Modern day Doha, a wealthy retreat of luxurious hotels and air-conditioned malls, could not be further removed from its humble origins. Forsaken by early Stone Age settlers and left uninhabited for centuries, the Al-Thani family established the capital city in the middle of the 19th-century. At this time Qatar’s pearling industry was at its peak, yet the country remained desperately poor. The discovery of oil in 1939 changed Qatar’s fortunes and when it stepped up its oil production in the 1970s it was well on its way to becoming one of the world’s richest countries.
Today Doha is emerging as a key destination for business people and tourists. In 2006 the world’s media will thrust the capital further into the limelight as it hosts the Asian Games. Keen to attract new business and expand its tourist industry, development in Qatar has gone into overdrive, with a forest of skyscrapers and a new multi-billion dollar airport terminal both set to dramatically alter the face of Doha’s skyline. Old traditions, though, still shine through Doha’s ultra modern exterior in the guise of its markets and sailing boats. The city also enjoys an enviable location overlooking the Arabian Gulf, with easy access to Qatar’s inland sea (Khor al-Adaid), year-round sunshine, little rain and temperatures that rarely dip below 20ºC (68°F).
This area contains most of the historic sites, including Umm Salal Mohammed, a relatively large village dominated by the ruins of a 19th-century fort. At Al Zubara is the Qalit Marir Fortress. Al Khor is the second-largest city, situated around a natural shallow harbour. Gharya has a golden sandy beach stretching for miles. Ruwais boasts a harbour, from where there is an occasional dhow service to Bahrain. There are also good beaches at Fuwairat, on the northeast coast, and Ras Abruk, opposite Hawar Island.
The West Coast
There are beaches at Umm Bab (‘The Palm Tree Beach’), Dukhan and Salwah, near the Saudi border.

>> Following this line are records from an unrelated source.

PR #300, opened 2017-08-11
Do not wait for non existent koji build

skisela:
Skip waiting for old koji build,
when --builds-nowait and
--get-old-build-from-koji is used.

Fix checking for build_dict['builds_nowait']
while not being set.


nforro:
Actually, using both `--get-old-build-from-koji` and `--builds-nowait` doesn't make sense in the current implementation. If you run `rebase-helper` with both options, it downloads the old build and starts the new. Downloading the old build should be of course done on the second run with `--build-tasks`, and `rebase-helper` should tell you ID of the old build if finds on `koji`, so you can pass it along with the new build ID.

nforro:
Hm, that would obviously work only with `koji` build tool.

rebasehelper/cli.py
```diff
@@ -90,14 +90,15 @@ def build_parser():
             action="store_true",
             help="be more verbose (recommended)"
         )
-        parser.add_argument(
+        patch_build_only_group = parser.add_mutually_exclusive_group()
```
nforro: Why call this variable `patch_build_only_group` while a little bit lower similar variable is called simply `group`?

nforro:
I like the idea with mutually exclusive arguments, but I think in case of `--builds-nowait` and `--get-old-build-from-koji` it would be better to do the check in `Application.run` method, where a different check for `--builds-nowait` is already present.

Also, `--comparepkgs-only` should be also mutually exclusive with `--patch-only` and `--build-only`.

nforro:
> Show build ID of the last koji build to the user.

I think this should go into a separate commit.

skisela:
2 checks for `--builds-nowait` are present, neither is suitable in my opinion, as one is performed only in case wrong `--buildtool` is used and the other is run too late - after building packages. I added a new one.

Yes the group for mutually exclusive parameters requires better naming, but the problematic one was removed due to moving the check to `the Application.run`.

skisela:
Btw. Do you prefer having the arguments in 'CLI.build_parser' ordered alphabetically or logically together? 

I grouped the parameters within the same group of mutually exclusive arguments together.

nforro:
> Btw. Do you prefer having the arguments in CLI.build_parser ordered alphabetically or logically together?

I'd prefer both, first logically, then alphabetically. Current order seems pretty random.

rebasehelper/cli.py
```diff
@@ -90,20 +90,29 @@ def build_parser():
             action="store_true",
             help="be more verbose (recommended)"
         )
-        parser.add_argument(
+        patch_build_cmp_only_group = parser.add_mutually_exclusive_group()
```
nforro: I think simple `group` would suffice, since it is not referenced anywhere and so it doesn't have to be unique.

rebasehelper/cli.py
```diff
@@ -130,11 +139,11 @@ def build_parser():
...
-            "--keep-workspace",
-            default=False,
-            action="store_true",
-            help="do not remove workspace directory after finishing"
+            "sources",
+            metavar='SOURCES',
+            nargs='?',
+            default=None,
+            help="new upstream sources"
         )
```
nforro: I think `SOURCES` should be logically the last argument.

rebasehelper/cli.py
```diff
@@ -193,15 +195,17 @@ def build_parser():
             help=argparse.SUPPRESS
         )
```
nforro: I think we can safery remove `--fedpkg-build-tasks` now. It had been used with upstream monitoring and I don't think anyone else has ever used it.

nforro:
The order of arguments seems to be better now, however I think the change should go to separate commit, or at least the commit message should be adjusted.
We should try to avoid having unrelated (or not so-closely-related) changes in one commit. We can benefit from it later when we'll need to find out something in the history.

skisela:
You mean adjust the message title? Because reorder is mentioned in 9c47f28ba98af991dfc63aac0b6a42d538fb3c2f

nforro:
That's actually what I had in mind in https://github.com/rebase-helper/rebase-helper/pull/271#issuecomment-323995056. If a commit changes two things, the title should not be one of them and the rest the other one. The title should somehow summarize both changes, and the rest of the commit message should elaborate on that.

nforro:
Tests are failing because of [this check](https://github.com/rebase-helper/rebase-helper/blob/master/rebasehelper/application.py#L726-L730), which can now be removed.

skisela:
Yes, there were few reasons, this was one of them. Thanks!

nforro:
Sorry to nitpick again, but you are removing `parser.add_argument("--fedpkg-build-tasks", ...)` in **Reorder Rebase Helper arguments** (de458279196cce8acc8da04b4fa03ee7ed935a57), while I'd expect it in **Remove fedpkg-build-tasks argument** (f687700dddc344c9d8c31324ea22db38f3200a71).

Also it would make more sense to first reorder the arguments and then disable those mutually exclusive ones.

skisela:
Yes, you are right. Changing multiple things in a single commit may even create hunks that should have been in separate commits, which is inconvenient.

This is a region of sand dunes and beaches, offering opportunities to go pearl hunting, or to practice any number of watersports. The ‘inland sea’ of Khor al-Odeid is the center of a region of outstanding natural beauty, surrounded by the Sandi Hills, accessible only to 4-wheel-drive vehicles.
Located on the southeastern portion of the country, Ishat Island has a total area of about 20 square kilometres. It consists of three flat-topped islets bordered with light coloured cliffs and two detached rocks lying northeast of Khor Al-Udaid.
Situated about 48 kilometres northeast of Ishat Island, Shra’o Island rises to 36.5’ and has many hummocks. There is also a small fringed reef and a sandy beach used by turtles to lay their eggs. Just three hours away from Doha by speedboat, Shra’o Island serves as a haven to thousands of seabirds.
This hilly island rises to an elevation of 190 feet and is surrounded by excellent fishing grounds. The seabed is made up of coral reefs with a large variety of magnificent and beautiful coral fish and offers wonderful opportunities for scuba divers to observe marine life.
Just a 15-minute boat ride from Doha, Al-Saflia Island is considered a tourist resort – even with its tiny size of .8 square kilometres.
To the west and complimenting Al-Saflia Island lies the small land mass of Alia Island – just slightly over 2 square kilometres in size.